Issue #34, opened 2022-02-18
More control over the OrthographicCamera frustrum


qwertasyx:
As far as i can tell the frustrum is always linked to the size of the parent container/canvas, which probably is good enough in most cases. I would like to have more control over the frustrum like in vanilla three.js (left,right,top,bottom). 

So could imagine having some sort of switch deciding the size based on the parent container (like now) or a custom frustrum.

I´m not sure which way is better as in extending the $size store in some way 
https://github.com/grischaerbe/threlte/blob/087f26706481188bc159abaffa86f0f76beeabef/src/lib/Canvas.svelte#L76-L77
or adding new reactive props (left,right,top,bottom) just for the OrthographicCamera
https://github.com/grischaerbe/threlte/blob/087f26706481188bc159abaffa86f0f76beeabef/src/lib/cameras/OrthographicCamera.svelte#L22-L26

Some guidance which way would fit best would be appreciated :).

PR #37, opened 2022-02-21
Feature/chooseable camera frustrum

qwertasyx:
related to #34

providing frustrum props to set a custom view. Not using them means resizing to parent Container size as default

    <OrthographicCamera
      position={{ z: 50, x: 50, y: 50 }}
      lookAt={{ x: 0, y: 0, z: 0 }}
      left={-50}
      right={50}
      top={50}
      bottom={-50}
    />

### DIFF
--- a/src/lib/cameras/OrthographicCamera.svelte
+++ b/src/lib/cameras/OrthographicCamera.svelte
@@ -43,10 +43,10 @@
   $: if (useCamera) setCamera(camera)
 
   $: {
-    camera.left = $size.width / -2
-    camera.right = $size.width / 2
-    camera.top = $size.height / 2
-    camera.bottom = $size.height / -2
+    camera.left = left || $size.width / -2
+    camera.right = right || $size.width / 2
+    camera.top = top || $size.height / 2
+    camera.bottom = bottom || $size.height / -2
     camera.updateProjectionMatrix()
     invalidate('OrthographicCamera: onResize')
   }
@@ -55,10 +55,6 @@
     if (near !== undefined) camera.near = near
     if (far !== undefined) camera.far = far
     if (zoom !== undefined) camera.zoom = zoom
-    if (left !== undefined) camera.left = left
-    if (right !== undefined) camera.right = right
-    if (bottom !== undefined) camera.bottom = bottom
-    if (top !== undefined) camera.top = top
     camera.updateProjectionMatrix()
     invalidate('OrthographicCamera: props changed')
   }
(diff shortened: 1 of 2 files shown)


grischaerbe:
Thanks for your PR, I like the idea!
I'm not sure about the individual props as that could lead to unintentional effects. If e.g. one would set only `left` (which doesn't make any sense, but still) `right`, `top` and `bottom` would be set according to the canvas size.
Should we make the frustum a single property? This would also align with three.js types as all frustum properties are required when setting up the `THREE.OrthographicCamera`.

```ts
type FrustumProperty = {
  left: number
  right: number
  top: number
  bottom: number
}
```
Component types:
```ts
export type ThrelteFrustum = {
  left: number
  right: number
  top: number
  bottom: number
}

export type OrthographicCameraProperties = Omit<CameraInstanceProperties, 'camera'> & {
  near?: number
  far?: number
  zoom?: number
  frustum?: ThrelteFrustum
}
```

This way you would be sure to not accidentally leave out a property that silently gets calculated from canvas size dimensions. What do you think?

qwertasyx:
Splitting this up into a new type seems weird to me when i compare it with the way a THREE.OrthographicCamera is set up. So like `near`,`far` and `zoom` ... `left`,`right`,`top`,`bottom` are properties of the camera instance and not like `camera.frustrum.left ... `. The Difference here is that `near` f.e. has sensible defaults.

With that said i also dont really have a better idea atm :D .. i have to think about it for a bit. Adding a check if all 4 values are provided or just set defaults based on the provided values could make sense too.

grischaerbe:
You are right, the frustum is defined by 6 values: `near`, `far`, `left`, `right`, `top` and `bottom`. But I assume most of the times you'd want to set `near` and `far` and let threlte deal with the rest when the OrthographicCamera is the camera you are rendering your entire scene with.

The other main use case is using an OrthographicCamera to render to a renderTexture or rendering anything other than the "main view". In this case I would like to be in control of `left`, `right`, `top` and `bottom`. I'd argue it's rare to only set `left` or `top`. For me the confusion stems from the property name `frustum` that is not needed and therefore not "established".

So I see and agree with your point. It's definitely not as much in line with the regular THREE.OrthographicCamera parameters as other threlte components. I'm willing to make senseful deviations though :)

grischaerbe:
I'll close this PR as the new syntax allows for complete control over the camera frustum:

`<T.OrthographicCamera left={10} right={-10} bottom={10} top={-10} />`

══════════

▶ [Your instructions]: From the first line of the listing above through the line that contains "related to #34", retype every line exactly, and write nothing else.

▶ [Result of the task]:
Issue #34, opened 2022-02-18
More control over the OrthographicCamera frustrum


qwertasyx:
As far as i can tell the frustrum is always linked to the size of the parent container/canvas, which probably is good enough in most cases. I would like to have more control over the frustrum like in vanilla three.js (left,right,top,bottom). 

So could imagine having some sort of switch deciding the size based on the parent container (like now) or a custom frustrum.

I´m not sure which way is better as in extending the $size store in some way 
https://github.com/grischaerbe/threlte/blob/087f26706481188bc159abaffa86f0f76beeabef/src/lib/Canvas.svelte#L76-L77
or adding new reactive props (left,right,top,bottom) just for the OrthographicCamera
https://github.com/grischaerbe/threlte/blob/087f26706481188bc159abaffa86f0f76beeabef/src/lib/cameras/OrthographicCamera.svelte#L22-L26

Some guidance which way would fit best would be appreciated :).

PR #37, opened 2022-02-21
Feature/chooseable camera frustrum

qwertasyx:
related to #34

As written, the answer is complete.